Не так уж и сложна на первый взгляд, и достаточно оплачена работенка палача. Но редкий человек не обидется, если его назвать палачом. Тем, кто законно и публично отнимает жизнь у себя подобного. Кто не вытрет брызнувшую на его лицо кровь и не зачахнет от кровавых пятен на совести.
Кто же становился палачом? Кто добровольно пятнал свою совесть? И всегда ли добровольно ли?
Да еще можно понять, когда мастерство палача передается от отца к сыну. Это наследственное дело, когда у сына нет другого выбора. Он презираем и отчужден от рождения. Его не примут ни в один из ремесленных цехов. Сын палача не женится на девушке из обычной семьи. Его будущая жена – дочь палача, могильщика, живодера, а то и вовсе шлюха. Как говорится – трудно жениться королю, а сыну палача еще труднее. Первый не ведет под венец кого попало и кого желает, со вторым не идет та, которую он желал бы.

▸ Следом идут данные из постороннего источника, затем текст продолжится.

PR #3867, opened 2023-11-16
Don't use wrong matrix just because it's GLES

Dickby:
I don't use GLES, so it's untested!


vaxerski (approved):
pff lmao someone missed this

damn it @Visual-Dawg

Issue #827, opened 2022-10-10
Floating window with special workspace


thomascft:
When moving a floating window to the special workspace it floats above other clients and doesn't tile. This could be fixed by switching the window to tiling somewhere through the process, but having a check before moving to the special workspace would be good.

vaxerski:
I was thinking about allowing floats in special in general.

thomascft:
Ok, I think the windows in the special need to be resizable somehow.

ttmx:
This would be really nice, it would allow for easy "dropdown" windows, which I would say are very useful.
Thank you

thomascft:
> This would be really nice, it would allow for easy "dropdown" windows, which I would say are very useful.
> Thank you

I didn't do the best job at phrasing my initial issue but the special workspace essentially creates a second workspace overlaying the current. My issue was when sending a floating window to the special workspace. Upon toggling the special you'll find the floating window above all the other special windows often covering them as if on a third layer. When trying to resize or move the special window it's placed on the active normal workspace

TheSunCat:
I am experiencing this issue, except moving/resizing the floating window in the special workspace does not tile it, nor does executing the `toggletiling` bind. The only way I've found to get it out of that state is to move it to another workspace.
I'm not opposed to having floating windows in the special workspace, though I think the default behavior being tiled works quite well (if this bug didn't exist).
I can trigger it by making any window floating, then moving it to the special workspace using `movetoworkspace,special`.

MightyPlaza:
@vaxerski

PR #3872, opened 2023-11-17
Allow floating windows on special

### LINKED ISSUE #2271: Feature request: Provide a dispatcher/variable to make floating windows tiled while on the special workspace
## What should hapen
When a floating window is sent to the special workspace, it should become tiled instead of float. When the same window is send out of the special workspace, it should recover its float state.

## What actually hapen
When a float window is sent to the special workspace, it stays float. You cannot make it tiled unless you send it back to a workspace, manually make it tiled, and then send it again to the special workspace. When you want to send it out of the special workspace, you will have to manually undo the same operation. Which kinda cuts the flow and is prone to mistakes.

## More info
Related to #2161. We said we want to keep the current behavior for users who want to manually fill their special workspace with floating windows. But we also want to provide an alternative for people who want float windows to go 'unfloat' while on the special workspace. Which is likely the most common case of use.

vaxerski:
Allows floating windows on the special workspace.

Supersedes #2624
Fixes #2271 #827 

cc @fufexan review


vaxerski:
next up: allowing fullscreen / maximized

vaxerski:
fuck it we ball

Issue #3574, opened 2023-10-15
pseudo window get resized on every drag


imxyy1soope1:
### Hyprland Version

Hyprland, built from branch main at commit 424c9a7e704590db5c823557e5e388e366f7b1cd dirty (render: stop locking SWC on tearing). Tag: v0.30.0-86-g424c9a7e  flags: (if any)

### Bug or Regression?

Bug

### Description

see the video

### How to reproduce

see the video

### Crash reports, logs, images, videos

https://github.com/hyprwm/Hyprland/assets/103114856/6618e166-e23f-4869-afd0-6a1dd7d55c80

PR #3873, opened 2023-11-17
Don't update pseudoSize after window moved by mouse. 

Dickby:
Fixes https://github.com/hyprwm/Hyprland/issues/3574
Prevents a pseudoTiled window size gets changed after moving it with the mouse. 
That size change makes sense when a floating window is turned to a pseudoTiled, but not after a mouse move.

I tested it, and it seems to work.
I think it's ready, but double check please.


vaxerski (approved):
lgtm

imxyy1soope1:
thx!

PR #11204, opened 2025-07-24
add support for focus_on_close

### LINKED ISSUE #10655: Add a history mode to focus_on_close
### Discussion link
https://github.com/hyprwm/Hyprland/discussions/10247

## Description
Add an option to `focus_on_close` to focus the last window from the history

tgys:
this adds a new config option master:focus_on_close and sets a parameter in CCompositor::focusWindow which sets a member variable that gets checked again in CCompositor::closeWindow.
fixes #10655


Vladimir-csp:
Is this only for master, not dwindle? Same name as `input:focus_on_close`.

PR #11205, opened 2025-07-24
virtualkeyboard: do not sent release event for pressed key during destroy

xzn:

The current behavior breaks when fcitx5 (which uses input method v2 and virtual keyboard) is running, leading to issues in third-party applications like this one:

https://github.com/H3rmt/hyprshell/issues/294

More discussion here:

https://github.com/fcitx/fcitx5/pull/1391

(I previously reported the issue for hyprland here: https://github.com/hyprwm/Hyprland/discussions/11186 ; after discussion with fcitx5 maintainer it is believed that hyprland shouldn't send release events on virtual keyboard destroy)

### DIFF
--- a/src/protocols/VirtualKeyboard.cpp
+++ b/src/protocols/VirtualKeyboard.cpp
@@ -9,12 +9,10 @@ CVirtualKeyboardV1Resource::CVirtualKeyboardV1Resource(SP<CZwpVirtualKeyboardV1>
         return;
 
     m_resource->setDestroy([this](CZwpVirtualKeyboardV1* r) {
-        releasePressed();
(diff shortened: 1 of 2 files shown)


xzn:
I did the test on sway with `wev -f wl_keyboard` to see key release event after moving cursor into the window while having a key pressed (with window focus follow mouse), and it seems to behave the same as on hyprland. Now I'm wondering if this really should be fixed from fcitx5 after all.

If there's a way to have fcitx5's virtual keyboard's modifier state separated from physical, then enabling persistent virtual keyboard in fcitx5 may be a workaround.

Edit:

Maybe this should be configurable with default the old behavior for compat?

Трудно понять тех, кто ищет выгоды и привилегий от городов и властителей. Тех, кто спасает свою жизнь, согласившись отнять чужую. Тех, кто становится палачом в силу вековых традиций и местных обычаев. Например, как последний из жителей, поселившийся в городе. Или как в Швабии – последний избранный городской советник. Или, уж совсем уму непостижимо, как последний женившийся. И такое придумали во Франконии. Множество может быть принудительных обстоятельств.